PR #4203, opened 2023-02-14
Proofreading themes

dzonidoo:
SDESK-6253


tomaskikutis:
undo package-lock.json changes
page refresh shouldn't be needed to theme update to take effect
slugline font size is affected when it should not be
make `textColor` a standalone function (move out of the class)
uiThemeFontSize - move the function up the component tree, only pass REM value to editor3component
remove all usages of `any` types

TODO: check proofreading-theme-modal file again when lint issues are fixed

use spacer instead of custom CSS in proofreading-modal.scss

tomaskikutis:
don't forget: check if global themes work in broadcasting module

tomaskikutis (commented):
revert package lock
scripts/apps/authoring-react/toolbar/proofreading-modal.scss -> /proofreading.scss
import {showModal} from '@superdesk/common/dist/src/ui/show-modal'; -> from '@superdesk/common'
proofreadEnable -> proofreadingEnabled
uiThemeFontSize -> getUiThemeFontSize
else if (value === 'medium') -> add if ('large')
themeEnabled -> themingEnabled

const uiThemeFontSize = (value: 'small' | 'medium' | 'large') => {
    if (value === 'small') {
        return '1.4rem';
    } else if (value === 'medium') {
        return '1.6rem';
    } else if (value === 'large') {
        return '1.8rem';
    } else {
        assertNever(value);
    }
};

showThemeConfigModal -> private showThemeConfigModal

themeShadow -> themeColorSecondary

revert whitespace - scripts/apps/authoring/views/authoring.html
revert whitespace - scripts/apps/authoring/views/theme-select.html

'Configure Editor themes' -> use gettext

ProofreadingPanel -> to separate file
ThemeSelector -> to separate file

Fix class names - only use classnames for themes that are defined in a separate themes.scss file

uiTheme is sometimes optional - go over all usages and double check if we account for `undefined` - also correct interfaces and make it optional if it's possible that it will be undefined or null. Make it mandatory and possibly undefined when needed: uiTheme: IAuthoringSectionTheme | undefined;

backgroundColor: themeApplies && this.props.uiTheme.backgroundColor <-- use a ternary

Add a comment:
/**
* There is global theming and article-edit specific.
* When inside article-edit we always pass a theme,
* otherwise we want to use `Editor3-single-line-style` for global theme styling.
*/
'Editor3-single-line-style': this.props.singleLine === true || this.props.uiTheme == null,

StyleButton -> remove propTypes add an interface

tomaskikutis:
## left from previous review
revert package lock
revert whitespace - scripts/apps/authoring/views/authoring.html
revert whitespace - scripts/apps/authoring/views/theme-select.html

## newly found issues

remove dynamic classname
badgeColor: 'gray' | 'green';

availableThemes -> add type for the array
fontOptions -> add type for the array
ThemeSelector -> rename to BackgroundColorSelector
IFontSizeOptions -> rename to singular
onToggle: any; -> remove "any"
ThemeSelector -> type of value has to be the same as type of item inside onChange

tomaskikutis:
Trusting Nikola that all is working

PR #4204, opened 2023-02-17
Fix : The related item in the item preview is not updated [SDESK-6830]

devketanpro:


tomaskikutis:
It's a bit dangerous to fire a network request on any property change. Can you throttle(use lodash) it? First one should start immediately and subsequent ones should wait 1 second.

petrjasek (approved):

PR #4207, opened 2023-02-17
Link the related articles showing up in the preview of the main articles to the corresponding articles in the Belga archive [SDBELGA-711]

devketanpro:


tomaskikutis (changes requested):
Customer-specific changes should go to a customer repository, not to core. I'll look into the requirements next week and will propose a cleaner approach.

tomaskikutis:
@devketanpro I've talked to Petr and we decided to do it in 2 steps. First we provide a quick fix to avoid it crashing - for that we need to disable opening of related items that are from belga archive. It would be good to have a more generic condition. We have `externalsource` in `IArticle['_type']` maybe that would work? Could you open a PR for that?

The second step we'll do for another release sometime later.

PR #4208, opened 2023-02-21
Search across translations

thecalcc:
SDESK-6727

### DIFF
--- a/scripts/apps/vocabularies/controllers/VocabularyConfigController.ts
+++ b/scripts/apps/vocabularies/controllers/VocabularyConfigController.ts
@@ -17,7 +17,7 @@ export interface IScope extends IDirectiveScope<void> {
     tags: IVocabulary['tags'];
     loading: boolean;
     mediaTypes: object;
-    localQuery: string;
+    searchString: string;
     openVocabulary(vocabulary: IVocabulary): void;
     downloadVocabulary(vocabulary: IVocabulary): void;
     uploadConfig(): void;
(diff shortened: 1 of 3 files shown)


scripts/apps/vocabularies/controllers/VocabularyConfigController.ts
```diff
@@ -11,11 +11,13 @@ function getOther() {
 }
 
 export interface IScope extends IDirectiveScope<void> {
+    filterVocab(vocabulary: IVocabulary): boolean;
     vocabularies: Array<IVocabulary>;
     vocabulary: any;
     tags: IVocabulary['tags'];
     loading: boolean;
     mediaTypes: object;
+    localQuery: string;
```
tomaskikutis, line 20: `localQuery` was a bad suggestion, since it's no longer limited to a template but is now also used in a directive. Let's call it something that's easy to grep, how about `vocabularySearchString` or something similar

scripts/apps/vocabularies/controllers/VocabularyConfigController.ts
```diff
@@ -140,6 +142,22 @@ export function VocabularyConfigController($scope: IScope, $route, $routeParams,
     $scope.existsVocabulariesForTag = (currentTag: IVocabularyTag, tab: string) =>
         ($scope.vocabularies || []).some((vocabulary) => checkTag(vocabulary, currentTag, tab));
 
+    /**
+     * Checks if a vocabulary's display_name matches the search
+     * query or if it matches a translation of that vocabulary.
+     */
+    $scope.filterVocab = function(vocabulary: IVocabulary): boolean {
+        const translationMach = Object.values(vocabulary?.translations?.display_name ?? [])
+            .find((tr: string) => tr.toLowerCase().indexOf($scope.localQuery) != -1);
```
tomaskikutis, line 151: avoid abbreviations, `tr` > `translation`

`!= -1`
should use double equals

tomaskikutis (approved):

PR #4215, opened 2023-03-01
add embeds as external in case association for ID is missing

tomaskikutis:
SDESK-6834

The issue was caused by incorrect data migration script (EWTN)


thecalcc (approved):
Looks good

DIRECTIONS FOR THIS TASK
Each line in the entries above, starting at the line with "ProofreadingPanel -> to separate file" and ending at the line with "Fix class names", is to be printed exactly, and only those lines.

ANSWER BELOW
ProofreadingPanel -> to separate file
ThemeSelector -> to separate file

Fix class names - only use classnames for themes that are defined in a separate themes.scss file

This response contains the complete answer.